The church was partially destroyed by a hit (in the 16th century),
then, by the Tatar invasion in the middle of the 17th century. Only in
the 19th century, the church’s nave, the arches and choir walls
were rebuilt by Roman Catholics.
In the communist period, the church was given to the Romanian Orthodox
religion, and during 1991 - 1994 was used jointly by the Romanian
Orthodox Church and by the Roman Catholic Church. After 1994, the
building has returned to the Catholics and entered a broader process
of restoration.
The Roman Catholic Church "St. Apostles Peter and Paul"
The Neo-Gothic church located at the eastern end of the Boulevard
December 21, 1989 was built on the site of the parish church of the
old village of St. Peter. Although it appears that the current
building no longer preserves the architectural elements of the old
church, its patron saint suggests that the first edifice of worship in
the village had already worked before the great Tartar invasion
between 1241-1242. The first document certifying the existence of the
church in the village of St. Peter dates from the second half of the
fourteenth century. During the time of Reformation, in the last years
of the seventh decade of the sixteenth century, the church was taken
over by the Unitarian denomination serving the needs of this community
until 1716. In the latter year, the edifice of worship - with the
parish church of St. Michael – re-enters in the possession of
Roman Catholic denomination. In 1725 the church was donated to the
Minorite Order, its members settled in the re-founded convent in the
south of the place of worship // halidom. Subsequently, in the late
1770, after the construction of the Minorite church on the current
Heroes Boulevard and the adjacent convent, the order moves to the
centre of the city and its old buildings in the village of Saint Peter
are turned into nursing home and hospital. The church, dedicated now
to the patron saint of the poor, St. Elizabeth, will be used as a
chapel of these new social work institutions. Due to some structural
problems, the old church was demolished. In the period 1844-1846 the
present church was built according to the projects of the most
important representative of romantic architecture in Transylvania, the
Cluj architect Anton Kagerbauer. Around this time, the one-floor
building in neo-Gothic style of the asylum was built in the south of
the church. The edifice of worship is a church-room of neo-Gothic
architecture. The church is flanked by buttresses and is provided with
a polygonal closing choir with a vela type ribbed vaults imitating
network vaulting. The main architectural motif of the façade is
the high tower built in front of the nave. The neo-gothic furniture is
preserved inside the church, its most important parts being the pulpit
and the main altar.
The latter comes from a workshop in Munich and is decorated with the
painting of St. Elizabeth and the statues of the two main disciples.

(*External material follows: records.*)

PR #7985, opened 2026-07-23
core/window: adopt SQLite's execution model, add lag/lead/ntile

jussisaurio:
## What this does

This reworks how window functions run so that Turso follows the same
execution model SQLite uses, and adds three more window functions:
`lag()`, `lead()`, and `ntile()`.

The main change is under the hood. Turso previously ran window functions
with a home-grown scheme that worked for the functions merged so far
(`row_number`, `rank`, `dense_rank`, `first_value`, `last_value`,
`nth_value`) but had no clean way to support the functions and frame
shapes still to come. This PR replaces that scheme with a port of
SQLite's single, unified pipeline. Every existing window function is
re-implemented on the new pipeline, and `lag`/`lead`/`ntile` are added on
top of it.

## Why change the engine now

The functions coming after this — and user-written frame clauses like
`ROWS BETWEEN 2 PRECEDING AND CURRENT ROW` — need a window that can
*move*: as the engine walks down the rows, the range of rows a function
looks at slides forward, and rows drop off the back. SQLite handles this
with one general mechanism. The old Turso scheme couldn't express it
without either recomputing from scratch on every row or growing into a
copy of SQLite's mechanism anyway. Matching SQLite now means the
remaining functions and frame clauses drop in cleanly instead of each
needing bespoke handling.

`ntile()` is included here specifically because it's the first function
that actually exercises the moving-window machinery, so this PR proves
that machinery works end to end rather than adding it unused.

### 1 — Refresher: what's a window function?

A window function computes something **for each row**, using a **range of
nearby rows** — without collapsing them like `GROUP BY` does.

```
SELECT day, sales,
       SUM(sales) OVER (ORDER BY day) AS running_total
FROM t;

 day | sales | running_total
-----+-------+---------------
  1  |  10   |     10          <- 10
  2  |  20   |     30          <- 10+20
  3  |  30   |     60          <- 10+20+30
```

Every row keeps its identity, but also gets an answer computed over a
"window" of rows around it. `rank()`, `row_number()`, `lag()`, moving
averages — all window functions.

---

### 2 — The key mental model: each row has a **frame**

For every row, the window function looks at a contiguous band of rows called
the **frame**. The frame has a **start edge** and an **end edge**.

```
rows:      r1  r2  r3  r4  r5  r6  r7
                    [===========]            <- frame for r5
                   start        end
```

Different functions/queries want different frames:

- `SUM(x) OVER (ORDER BY t)` → frame = *everything from the beginning up to me*
- `AVG(x) OVER (... ROWS BETWEEN 1 PRECEDING AND 1 FOLLOWING)` → *me ± 1 row*
- `rank()` → *the beginning through the end of my tie-group*

**The whole game is: for each row, know where its frame's edges are, and
compute the function over what's inside.**

---

### 3 — The OLD way: two separate machines + a chooser

Turso used to have **two different code paths**, and a per-function rulebook
that picked one:

```
                    ┌─────────────────────────────┐
   which function?  │  "rank-family"              │ → Machine A:
   ─────────────►   │  (answer shared by a group) │   compute as rows stream in
                    ├─────────────────────────────┤
                    │  "everything else"          │ → Machine B:
                    │  (answer differs per row)   │   buffer the whole partition,
                    └─────────────────────────────┘   compute at the end
```

Plus a **second hand-written rulebook**: "does function X need us to keep all
the rows around after we've emitted them?" (a per-function `true/false` list).

It worked for the functions that existed. But it was two engines bolted
together, steered by lists of function names.

---

### 4 — Where the old way cracks

**Crack #1 — combinations it literally can't express.**
```
SELECT rank() OVER w, lag(v) OVER w FROM t WINDOW w AS (ORDER BY x);
```
`rank()` wants Machine A (stream). `lag()` wants Machine B (buffer). One
query, one window — but the two functions demand different machines. The old
design had no clean way to run both together.

**Crack #2 — no story for sliding aggregates.**
```
SUM(x) OVER (ORDER BY t ROWS BETWEEN 3 PRECEDING AND CURRENT ROW)
```
The frame *slides* — it moves forward and drops rows off the back. Neither
machine knew how to shrink a running total. The only options were "recompute
from scratch every row" (slow) or "grow a third machine" (which would just be
the new design, below).

**Crack #3 — the rulebooks rot.**
Every new function had to be correctly slotted into two hand-maintained name
lists. Miss one, get a subtle bug.

---

### 5 — The insight

> **Every window function is the same shape:**
> *"maintain a running answer over a frame that slides across the rows."*

As you walk down the sorted rows, the frame's two edges also walk down. Only
three things ever happen:

```
   ┌────────────────────────────────────────────────────────┐
   │  a row ENTERS the frame at the end edge   →  ADD it     │
   │  a row LEAVES the frame at the start edge  →  REMOVE it  │
   │  we need the current row's answer          →  EMIT it    │
   └────────────────────────────────────────────────────────┘
```

`SUM` on ADD = "+= x". `SUM` on REMOVE = "-= x". `COUNT` on ADD = "+1".
`rank` counts rows seen. Each function just says what ADD/REMOVE/EMIT mean
*for it*. **One pipeline; the functions plug in.**

*(In the code these three are `AGGSTEP` / `AGGINVERSE` / `RETURN_ROW` — the
exact model SQLite uses in `windowCodeStep`.)*

---

### 6 — The NEW way: one buffer, cursors mark the edges

Buffer the partition's rows once in a little scratch table. Put **cursors**
(row pointers) on it — one marking each edge of the frame, one for the row
we're emitting:

```
 buffered rows:   r1   r2   r3   r4   r5   r6
                       ^         ^    ^
                     start     emit  end
                    cursor    cursor cursor

 walk forward:  end cursor moves right  → ADD each row it passes
                start cursor moves right → REMOVE each row it passes
                emit cursor              → EMIT that row's answer
```

The frame is just "the rows between the start and end cursors." Move the
cursors, run ADD/REMOVE/EMIT. That's the entire engine — for *all* functions
and *all* frame shapes.

---

### 7 — Worked example: running total (grow-only frame)

`SUM(x) OVER (ORDER BY t)` — frame is "from the start through me." The start
edge never moves; only the end edge advances. So we only ever **ADD**:

```
 step   row   action        running   EMIT
 ────   ───   ───────────   ───────   ────
  1     10    ADD 10          10        10
  2     20    ADD 20          30        30
  3     30    ADD 30          60        60
```

No removals. One pass. O(n).

---

### 8 — Worked example: moving 3-wide sum (add **and** remove)

`SUM(x) OVER (... ROWS BETWEEN 1 PRECEDING AND 1 FOLLOWING)` over
`[10, 20, 30, 40, 50]`. The frame is a 3-row window that slides:

```
 emit row   frame         ADD    REMOVE   sum
 ────────   ───────────   ────   ──────   ───
   10       [10 20]       +20      —        30
   20       [10 20 30]    +30      —        60
   30       [20 30 40]    +40    −10        90
   40       [30 40 50]    +50    −20       120
   50       [40 50]        —     −30        90
```

Each step: **one add, one remove** — regardless of how wide the window is.

> Naive "recompute the frame each row" = **O(n · width)**.
> Add/remove incrementally = **O(n)**.

For a 1-million-row table with a 1000-wide window, that's the difference
between ~a billion operations and ~a million.

---

### 9 — Peer groups: ties share a frame edge (RANGE)

Under the default `RANGE` frame, rows **tied** on the ORDER BY value are
"peers" and share the same frame end — the last peer.

```
 x      SUM(x) OVER (ORDER BY x)
 ──     ────────────────────────
 10  ┐   the two 10s are peers; each one's frame runs
 10  ┘   through the *last* 10  →  both see 10+10 = 20
 20      frame runs through the 20        →  10+10+20 = 40
```

The engine handles this by advancing the end cursor across the *whole*
tie-group before emitting any row in it. Same cursors, same three verbs — the
peer rule is just "how far the end cursor jumps."

---

### 10 — Why the new way is better

**1. Generality.** One mechanism runs `rank`, `row_number`, `sum/avg/count`
windows, `first_value`/`last_value`/`nth_value`, `lag`/`lead`, `ntile`,
`percent_rank`/`cume_dist`, *and* arbitrary user frames. The old "which
machine?" question disappears — `rank() OVER w, lag(v) OVER w` just works.

**2. Performance.** Sliding aggregates are incremental (add/remove), not
recomputed — O(n) instead of O(n·width).

**3. No rulebooks.** Whether to keep or discard a buffered row falls out of
the **frame's shape**, not a hand-maintained list of function names. New
functions inherit correct behavior for free.

**4. It matches SQLite.** This is a port of SQLite's own window engine. Same
model ⇒ same results ⇒ we can check every query against SQLite and trust it.

---

### 11 — Before / after at a glance

```
                        OLD (dual-mode)            NEW (frame-cursor)
 ─────────────────────────────────────────────────────────────────────
 engines                two + a chooser            one
 sliding aggregates     no real support            incremental, O(n)
 rank + lag together    couldn't                   works
 "keep the rows?"       per-function name list     derived from the frame
 basis                  home-grown                 SQLite's proven model
 new functions          slot into 2 rulebooks      plug in ADD/REMOVE/EMIT
```

---

## The four commits

1. **Add the "remove a row" operation.** A small VDBE building block that
   undoes one row's contribution to a running result — the counterpart to
   the existing "add a row" step. This is what lets a moving window shrink
   from the back without redoing all its work.

2. **Port window execution to SQLite's model.** The core rework. Replaces
   the old two-mode approach with SQLite's unified pipeline and
   re-implements the already-merged functions on it. No new user-visible
   function here on its own — but see the note below, because this is the
   commit to review most carefully.

3. **Add `lag()` and `lead()`.** Return a value from a row a given number
   of positions before (`lag`) or after (`lead`) the current row, with the
   optional offset and default arguments SQLite supports.

4. **Add `ntile()`.** Splits each partition into N roughly equal buckets
   and numbers them 1..N. This is the first function that uses the moving
   window from commit 1.

## Important for review: this replaces the merged `nth_value`

Because the execution engine is rewritten, this PR re-implements
`nth_value` (and the other already-merged functions) rather than adding
alongside them. So the key question for review isn't "is the new code
correct in the abstract" — it's "do the already-merged functions still
behave exactly as before."

They do, and the rewrite also fixes one real `nth_value` bug in passing:
the old version could return NULL for some rows that are tied on the
ORDER BY value, where SQLite returns the value. The new version matches
SQLite.

Evidence:

- The existing `nth_value` test file (35 cases) passes unchanged.
- Every window-function test file is run twice — once against Turso and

At the beginning of the twentieth century, the choir was decorated
with wall paintings made by the Cluj artist János Stein and in
1926 the nave was also decorated with decorative paintings. The high
relief placed on the facade of asylum renders the most famous scene
from the life of St. Elizabeth, that it distributes food to the needy.
St. Peter's church assembly includes two public Baroque monuments,
relocated to the west and east of the building, on the occasion of
systematization of the city: the old Baroque gate of the parish church
of St. Michael and the Column of St. Mary's the Protector. The Baroque
gate of the church of St. Michael was placed in this location in 1899.
It was built between 1743 and 1747 by the parish priest János
Bíró to commemorate the great plague of previous years.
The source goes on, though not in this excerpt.